# Digital Timer Hack: Minutes to Seconds



## JPccusa (Mar 10, 2009)

My misting system seconds timer recently stopped working. While searching for a replacement, I came across a hack that transforms a digital minutes timer to seconds timer. The advantage is that minutes timers are cheaper than seconds timer and more readily available. 
If you have a soldering iron, this is a very simple process. 

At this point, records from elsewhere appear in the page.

PR #349, opened 2018-09-12
Aggregate release telemetry

fbertsch:
I do have a concern about overloading the database, but we use a read-replica so we can handle that later, if it happens.

### DIFF
--- a/dags/telemetry_aggregates.py
+++ b/dags/telemetry_aggregates.py
@@ -16,8 +16,8 @@ default_args = {
 dag = DAG('telemetry_aggregates', default_args=default_args, schedule_interval='@daily')
 
 prerelease_telemetry_aggregate_view = EMRSparkOperator(
-    task_id = "telemetry_aggregate_view",
-    job_name = "Telemetry Aggregate View - Prerelease",
+    task_id = "prerelease_telemetry_aggregate_view",
+    job_name = "Prerelease Telemetry Aggregate View",
     instance_count = 10,
     execution_timeout=timedelta(hours=12),
     env = {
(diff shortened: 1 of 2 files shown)


dags/telemetry_aggregates.py
```diff
@@ -15,11 +15,26 @@
...
-    env = {"date": "{{ ds_nodash }}"},
+    env = {
+      "date": "{{ ds_nodash }}",
+      "channels": "nightly, aurora, beta"
+    },
+    uri = "https://raw.githubusercontent.com/mozilla/telemetry-airflow/master/jobs/run_telemetry_aggregator.sh",
+    dag = dag)
+
+release_telemetry_aggregate_view = EMRSparkOperator(
+    task_id = "telemetry_aggregate_view",
```
mreid-moz: `task_id` should be unique here, maybe `"telemetry_aggregate_view_release"`?

dags/telemetry_aggregates.py
```diff
@@ -15,11 +15,26 @@
...
+    job_name = "Telemetry Aggregate View - Release",
+    instance_count = 40,
+    execution_timeout=timedelta(hours=12),
+    env = {
+      "date": "{{ ds_nodash }}",
+      "channels": "release"
```
mreid-moz: Should we include `esr` too?

fbertsch: ESR isn't in the spec, and requires some changes to the aggregator. Let's confirm that's something people want and tackle that separately.

mreid-moz: Sounds good to me.

mreid-moz:
> I do have a concern about overloading the database, but we use a read-replica so we can handle that later, if it happens.

We could also set release aggregates as being "downstream" from pre-release if that becomes an issue.

fbertsch:
@mreid-moz that would probably help, but I'm more concerned by the 40 machines from that one job simultaneously committing. I'll probably have to limit the number of parallel tasks at that stage if it becomes an issue.

PR #351, opened 2018-09-20
Add telemetry aggregates parquet job (bug 1475358)

robhudson:


dags/telemetry_aggregates_parquet.py
```diff
@@ -0,0 +1,28 @@
...
+    'email': ['telemetry-alerts@mozilla.com', 'robhudson@mozilla.com', 'frank@mozilla.com'],
+    'email_on_failure': True,
+    'email_on_retry': True,
+    'retries': 3,
+    'retry_delay': timedelta(minutes=30),
+}
+
+dag = DAG('telemetry_aggregates_parquet', default_args=default_args, schedule_interval='@daily')
+
+telemetry_aggregate_parquet_view = EMRSparkOperator(
```
fbertsch: Want to run this on databricks?

dags/telemetry_aggregates_parquet.py
```diff
@@ -0,0 +1,28 @@
...
+    task_id="telemetry_aggregate_parquet_view",
+    job_name="Telemetry Aggregate Parquet View",
+    instance_count=40,
```
fbertsch: Does this really need 40 nodes?

dags/telemetry_aggregates_parquet.py
robhudson: I'm not sure? Should we? How does one do that?

dags/telemetry_aggregates_parquet.py
robhudson: I copied what the telemetry aggregates needs. It does seem high but I don't know how to judge how many nodes is really needed.

fbertsch: Those are the release aggregates. I would imagine this doesn't need more than 5 nodes, can you confirm?

dags/telemetry_aggregates_parquet.py
fbertsch: The Longitudinal job does that, check how it's done there.

dags/telemetry_aggregates_parquet.py
robhudson: When I was testing it I was using a 5 node cluster on ATMO and less a few times and it ran fine.

dags/telemetry_aggregates_parquet.py
robhudson: Cool, I'll check it out and switch to that.

acmiyaguchi: Only jobs that run via `mozetl_envvar` and `tbv_envvar` and the corresponding runners are supported via Databricks now. Custom scripts won't work without modifying the operator. Sorry for the lack of documentation on this behavior, it should be a bit more explicit.

robhudson:
@fbertsch This has now been tested and updated and rebased.

PR #355, opened 2018-10-08
Fix unicode issues in airflow emails

sunahsuh:
Unicode 😭

### DIFF
--- a/dags/operators/emr_spark_operator.py
+++ b/dags/operators/emr_spark_operator.py
@@ -246,12 +246,13 @@ class EMRSparkOperator(BaseOperator):
                 spark_log_location = self.get_spark_log_location()
 
                 raise AirflowException(
-                    'Spark job {} terminated with errors: {} - {}<br>'
+                    u'Spark job {} terminated with errors: {} - {}<br>'
                     'Cluster Stderr: {}<br>'
                     'Cluster Stdout: {}<br>'
                     'Spark Driver Log Location: {}'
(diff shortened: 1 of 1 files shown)


dags/operators/emr_spark_operator.py
```diff
@@ -246,12 +246,13 @@ def describe_cluster():
...
 
                 raise AirflowException(
-                    'Spark job {} terminated with errors: {} - {}<br>'
+                    u'Spark job {} terminated with errors: {} - {}<br>'
                     'Cluster Stderr: {}<br>'
                     'Cluster Stdout: {}<br>'
                     'Spark Driver Log Location: {}'
                     .format(self.job_name, reason_code, reason_message,
                             step_logs['stderr'], step_logs['stdout'], spark_log_location)
+                    .format('ascii', 'replace')
```
acmiyaguchi: Should this be `encode` instead? I tried the following in a 2.7 session:

```python
>>> u'hello world {}'.format(b"\xF0\x9F\x98\x81".decode('utf')).format('ascii', 'replace')
u'hello world \U0001f601'
>>> u'hello world {}'.format(b"\xF0\x9F\x98\x81".decode('utf')).encode('ascii', 'replace')
'hello world ?'
```

sunahsuh: And this, my friend, is why we have code review (and why we should have a testable operator but..)

PR #362, opened 2018-11-09
Bug 1506252 - Register socorro crash reports with Statuspage

acmiyaguchi:
[buglink](https://bugzilla.mozilla.org/show_bug.cgi?id=1506252)

This renames `socorro_import` to `crash_reports_parquet`. The dag name and the resulting dataset name are still `socorro_import`. The registered name will be "Socorro Crash Reports Parquet" on statuspage.

[Bug 1498228](https://bugzilla.mozilla.org/show_bug.cgi?id=1498228) is blocking.

### DIFF
--- a/dags/socorro_import.py
+++ b/dags/socorro_import.py
@@ -31,6 +31,6 @@ crash_report_parquet = EMRSparkOperator(
 
 register_status(
     crash_report_parquet,
-    "Socorro Crash Reports Parquet",
+    crash_report_parquet.job_name,
     "Convert processed crash reports into parquet for analysis",
 )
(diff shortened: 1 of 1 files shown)


dags/socorro_import.py
```diff
@@ -1,26 +1,36 @@
...
     env={"date": "{{ ds_nodash }}"},
     uri="https://raw.githubusercontent.com/mozilla-services/data-pipeline/master/reports/socorro_import/ImportCrashData.ipynb",
     output_visibility="public",
-    dag=dag)
+    dag=dag,
+)
+
+register_status(
+    crash_report_parquet,
+    "Socorro Crash Reports Parquet",
```
mreid-moz: nit: Can we use `crash_report_parquet.job_name` here to avoid repeating this?

PR #363, opened 2018-11-15
Bug 1498231 - Register MainSummaryView with Statuspage

acmiyaguchi:
[bug link](https://bugzilla.mozilla.org/show_bug.cgi?id=1498231)

This registers MainSummaryView failures with statuspage. If there does happen to be a failure, then someone will need to go into the statuspage management page and turn it back to operational after fixing it. This creates a component for the dataset, so incidents can be filed even if the node in the DAG doesn't trigger.

The second half of the bug will end up being a query from redash using email to alert on the dataset status outside of airflow.


acmiyaguchi:
Woops, I should have looked at the calendar before reviewing request.

PR #367, opened 2018-11-29
Switch devtools prerelease amplitude job to new config schema name

sunahsuh:
PR Part 1: update the current job to specify prerelease-only

### DIFF
--- a/dags/events_to_amplitude.py
+++ b/dags/events_to_amplitude.py
@@ -6,8 +6,6 @@ from utils.mozetl import mozetl_envvar
 from utils.deploy import get_artifact_url
 
 FOCUS_ANDROID_INSTANCES = 10
-# Currently devtools is shipping only nightly events while they debug some issues,
-# so 2 nodes is plenty
 DEVTOOLS_INSTANCES = 10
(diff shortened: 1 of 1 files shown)


dags/events_to_amplitude.py
```diff
@@ -51,9 +49,9 @@ def key_file(project):
...
     dag=dag)
 
-devtools_events_to_amplitude = EMRSparkOperator(
-    task_id="devtools_events_to_amplitude",
-    job_name="DevTools Events to Amplitude",
+devtools_prerelease_events_to_amplitude = EMRSparkOperator(
+    task_id="devtools_prerelease_events_to_amplitude",
+    job_name="DevTools Prerelease Events to Amplitude",
     execution_timeout=timedelta(hours=8),
     instance_count=DEVTOOLS_INSTANCES,
```
fbertsch: nit: `PRERELEASE_DEVTOOLS_INSTANCES`?

sunahsuh: I was going to use the same number I can get the job to run fast enough on release :D I'll change it in the follow-up PR if that's not the case

PR #369, opened 2018-12-05
Bug 1505583: Use tbv_envvar for devtools release e2a job

sunahsuh:
Adding the devtools release events to amplitude job sampled at 50% to the dag -- the other events to amplitude jobs use a custom job script but I've made the changes needed to use the generic tbv job script instead. I'll start with the new release job using the generic runner and move the rest of the jobs next week after this has run for a few days (and when it's not all-hands :))

### DIFF
--- a/jobs/telemetry_batch_view.py
+++ b/jobs/telemetry_batch_view.py
@@ -15,7 +15,7 @@ def call_exit_errors(command):
     print("+ {}".format(" ".join(command)))
     rc = call(command, env=environ.copy())
     if rc > 0:
-        exit(rc)
+       exit(rc)
 
 
 def retrieve_jar():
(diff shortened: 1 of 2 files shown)


jobs/telemetry_batch_view.py
```diff
@@ -92,6 +110,9 @@ def update_metastore(location, hive_server):
 if environ.get("DO_RETRIEVE", "True") == "True":
     retrieve_jar()
 
+if environ.get("DO_EVENTS_TO_AMPLITUDE_SETUP") == "True":
+    events_to_amplitude_setup(environ.get("TBV_config_file_path"), environ.get("KEY_BUCKET"), environ.get("KEY_PATH"))
```
relud: I think to match the style of `retrieve_jar()` above, this should be a function with no arguments, and the values should be extracted from `environ` in the body of `events_to_amplitude_setup`

sunahsuh:
> Non-blocking, I feel like the changes to telemetry_batch_view.py don't really belong there. I would rather see a wrapper script that downloads and executes telemetry_batch_view.py, but I'm not sure that's feasible.

So, `telemetry_batch_view.py` is already a script that's already downloaded and executed, amusingly (by [airflow.sh](https://github.com/mozilla/telemetry-airflow/blob/master/airflow.sh)). I do agree this is getting rather unwieldy and I think if we were planning to stay with EMRSparkOperator for the long-term there would be some avenues to explore, but I'm not sure it's worth it at this junction.

PR #374, opened 2018-12-18
[Bug 1515145] Reduce timeout of main summary and add pagerduty email

haroldwoo:


dags/main_summary.py
```diff
@@ -13,7 +13,7 @@
     'owner': 'frank@mozilla.com',
     'depends_on_past': False,
     'start_date': datetime(2015, 11, 3),
-    'email': ['telemetry-alerts@mozilla.com', 'frank@mozilla.com'],
+    'email': ['telemetry-alerts@mozilla.com', 'frank@mozilla.com', 'main_summary_dataset@moz-svc-ops.pagerduty.com'],
```
fbertsch: This will email us on any failure/retry on any of the tasks in the DAG. We should add it explicitly to the main_summary task only.

haroldwoo: default args is only used in main_summary

haroldwoo: would you rather it be called main_summary_args

fbertsch: default args is used by the `main_summary` DAG, which contains a `main_summary` task. We only want to add it to the latter

haroldwoo:
ah ok

PR #375, opened 2018-12-19
Move main summary to databricks

fbertsch:


fbertsch:
Currently being tested at https://dbc-caf9527b-e073.cloud.databricks.com#job/864/run/1

dags/main_summary.py
```diff
@@ -49,24 +49,30 @@
...
+    ebs_volume_size=250,
     env=tbv_envvar("com.mozilla.telemetry.views.MainSummaryView",
         options={
             "from": "{{ ds_nodash }}",
             "to": "{{ ds_nodash }}",
             "schema-report-location": "s3://{{ task.__class__.private_output_bucket }}/schema/main_summary/submission_date_s3={{ ds_nodash }}",
-            "bucket": "{{ task.__class__.private_output_bucket }}"
+            "bucket": "{{ task.__class__.private_output_bucket }}",
+            "read-mode": "aligned",
+            "input-partition-multiplier": "400"
```
jklukas: Can you explain what behavior you expect out of these changes to read-mode and input-partition-multiplier? Are we expecting small dataset behavior due to the high input-partition-multiplier?

jklukas:
Should we hold off on merging until we confirm that the test run is successful?

dags/main_summary.py
fbertsch: It's actually the opposite - we expect a behavior change when we switch to autoscaling because the cluster size is initially small, which means that the parallelism is low. Forcing the system to use an exact amount of parallelism will cause scale-up of up to our max number of nodes (but possibly less, hence allowing autoscaling at all).

fbertsch:
@jklukas considering it's already failing, and that the test is only on nightly, my vote is to merge it in (especially considering this models the MSWAH, which has been succeeding this whole time).

PR #390, opened 2018-12-27
moved taar_locale job into the main_summary DAG from longitudinal

crankycoder:
This is a simple move of the taar_locale job onto the main_summary DAG under the clients_daily_v6 job.


crankycoder:
@acmiyaguchi r?

PR #1105, opened 2020-07-23
Add DAG for monitoring tasks

scholtzan:
For now this DAG only schedules one task for determining partition sizes but I guess there will be more monitoring related tasks that can be added here in the future.

### DIFF
--- a/dags/monitoring.py
+++ b/dags/monitoring.py
@@ -48,5 +48,5 @@ with DAG("monitoring", default_args=default_args, schedule_interval="0 2 * * *")
         owner="ascholtz@mozilla.com",
         email=["telemetry-alerts@mozilla.com", "ascholtz@mozilla.com"])
 
-    stable_table_sizes.set_upstream(wait_for_copy_deduplicate_all)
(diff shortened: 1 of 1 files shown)


dags/monitoring.py
```diff
@@ -0,0 +1,52 @@
...
+from airflow.operators.sensors import ExternalTaskSensor
+from datetime import timedelta, datetime
+from operators.gcp_container_operator import GKEPodOperator
+from utils.gcp import gke_command
+
+default_args = {
+    "owner": "ascholtz@mozilla.com",
+    "email": ["ascholtz@mozilla.com"],
+    "depends_on_past": False,
+    "start_date": datetime(2020, 7, 1),
```
scholtzan, line 11: I'm not sure if we also want to backfill some of this data, then we can set it to something earlier. Or later

jklukas: I do think it could be useful to backfill through the full history we have for main_v4, back to 2018-10-30.

scholtzan: 👍  Updated the timestamp

scholtzan:
I guess this is ready to go?

PR #1106, opened 2020-07-23
Ensure repeated_subdag partition size is an integer

Ben-Wu:
`python3`‼️ 🙆‍♂️

### DIFF
--- a/dags/glam_subdags/general.py
+++ b/dags/glam_subdags/general.py
@@ -5,8 +5,8 @@ from utils.gcp import bigquery_etl_query
 
 def merge_params(min_param, max_param, additional_params):
     parameters = (
-        "min_sample_id:INT64:{}".format(min_param),
-        "max_sample_id:INT64:{}".format(max_param),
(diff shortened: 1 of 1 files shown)


dags/glam_subdags/general.py
```diff
@@ -34,7 +34,12 @@ def repeated_subdag(
     # This task runs first and replaces the relevant partition, followed
     # by the next tasks that append to the same partition of the same table.
     NUM_SAMPLE_IDS = 100
-    PARTITION_SIZE = NUM_SAMPLE_IDS / num_partitions
+    PARTITION_SIZE = NUM_SAMPLE_IDS // num_partitions
+
+    if NUM_SAMPLE_IDS % num_partitions != 0:
+        raise ValueError(f"Number of partitions must be a divisor "
+                         f"of the number of sample ids ({NUM_SAMPLE_IDS})")
```
acmiyaguchi, line 41: A wild format string!

Ben-Wu:
That file also has both `.format()` and `%`.  I changed those to f strings for consistency

PR #1108, opened 2020-07-24
Add dag for app store analytics export

Ben-Wu:
https://bugzilla.mozilla.org/show_bug.cgi?id=1576788

Corresponding scripts: https://github.com/mozilla/app-store-analytics-export

### DIFF
--- a/dags/app_store_analytics.py
+++ b/dags/app_store_analytics.py
@@ -1,0 +1,67 @@
+from airflow import DAG
+from datetime import datetime, timedelta
+from utils.gcp import gke_command
+
+
+default_args = {
+    "owner": "bewu@mozilla.com",
+    "depends_on_past": False,
+    "start_date": datetime(2020, 6, 23),
+    "email_on_failure": True,
+    "email_on_retry": True,
+    "retries": 1,
+    "retry_delay": timedelta(minutes=30),
+    "email": [
+        "bewu@mozilla.com",
+    ],
+}
+
+PROJECT_ID = "moz-fx-data-marketing-prod"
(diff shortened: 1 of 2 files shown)


dags/app_store_analytics.py
```diff
@@ -0,0 +1,67 @@
...
+            "--password={{ var.value.app_store_connect_password }}",
+            f"--app-id={app_id}",
+            f"--app-name={app_name}",
+            "--start-date={{ yesterday_ds }}",  # previous day data is incomplete
+            f"--project={PROJECT_ID}",
+            f"--dataset={DATASET_ID}",
+        ]
+
+        if i == 0:
+            commands.append("--overwrite")
```
wlach, line 54: What's the purpose of this conditional? Can you add a comment?

Ben-Wu: This clears the current day's partition in the destination tables to ensure the only data for the day is the data written by this dag run.  This means if the table has any apps that aren't recognized here they'll be deleted.

dags/app_store_analytics.py
```diff
@@ -0,0 +1,69 @@
...
+
+        app_store_analytics = gke_command(
+            task_id=f"app_store_analytics_{app_name}",
+            command=commands,
+            docker_image="gcr.io/moz-fx-data-airflow-prod-88e0/app-store-analytics-export:latest",
+            gcp_conn_id="google_cloud_derived_datasets",
+            dag=dag,
+        )
+
+        if i != 0:
```
wlach, line 66:
```suggestion
        if i > 0:
```

PR #1110, opened 2020-07-28
fixup! Bug 1654038 Tolerate compact histograms in update_orphaning_da…

akkomar:
…shboard job (#1100)


jobs/update_orphaning_dashboard_etl.py
```diff
@@ -108,7 +108,7 @@ def longitudinal_shim_aggregate(date_from, date_to, destination_project, destina
 
     bq = bigquery.Client()
 
-    longitudinal_shim_sql = f"""
```
akkomar, line 111: F-string was failing here on line 121:
```
        FORMAT('{"values":{%s}}', ARRAY_TO_STRING(ARRAY(
```

PR #1115, opened 2020-07-29
Delete shredder pods regardless of exit status

relud:


haroldwoo:
heh sorry, meant True

PR #1116, opened 2020-07-30
Add tasks for app store derived tables

Ben-Wu:
To create derived tables combining metrics per dimension

Related bq-etl pr: https://github.com/mozilla/bigquery-etl/pull/1207


Ben-Wu:
It would need to be a separate dag that depends on this one because of the `gke_command`.  It's also a bit of a special case with the date parameter being `execution_date - 2 days`.  I'd like to do this way instead.

PR #1127, opened 2020-08-13
Add leanplum messages tasks

Ben-Wu:
https://github.com/mozilla/leanplum-data-export/pull/19


Ben-Wu:
DAG runs every 4 hours so this replaces the partition in the message tables multiple times a day but imo this is fine since data size is < 1 MB

dags/leanplum_export.py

> *Chicago Electric Digital Timer Hack: Seconds Resolution*
> 
> This modification takes a cheap digital appliance timer -- like the one used to turn your Christmas lights on and off -- and modifies it to enable scheduling ON/OFF to the nearest SECOND.
> This hack is poorly documented so I figured I post what I know here.
> ...


This hack was created by Spencer Clegg and you can see his blog entry here.


----------



## JPccusa (Mar 10, 2009)

Success!
Got one of these timers on Harbor Freight for $10 and modified it as per instructions. 
I asked the hacker if any other digital timer would work and he is not sure, so just use this specific model. 
Be aware that the soldering pads under C7 are surprisingly small. Be precise. 
Here are my pictures. 



































The hacking took less than 10 minutes. 
I already tested it and it works just like my previous misting system timer. Even the display looks familiar. 
Let's see how long the hacked one lasts.


----------



## carola1155 (Sep 10, 2007)

This is pretty awesome. Thanks JP


----------



## easttex (Oct 29, 2012)

Peoples' ability to ingeniously modify everyday objects for particular uses never ceases to amaze me. This is pretty awesome.


----------



## oldlady25715 (Nov 17, 2007)

I wonder how many the guy sondered wrong till he figured it out? Lol. Great research JP.


----------



## stkupprnces (Dec 2, 2009)

This is awesome! I love harbor freight, all the coupons, and the freebies 

Thanks JP.


----------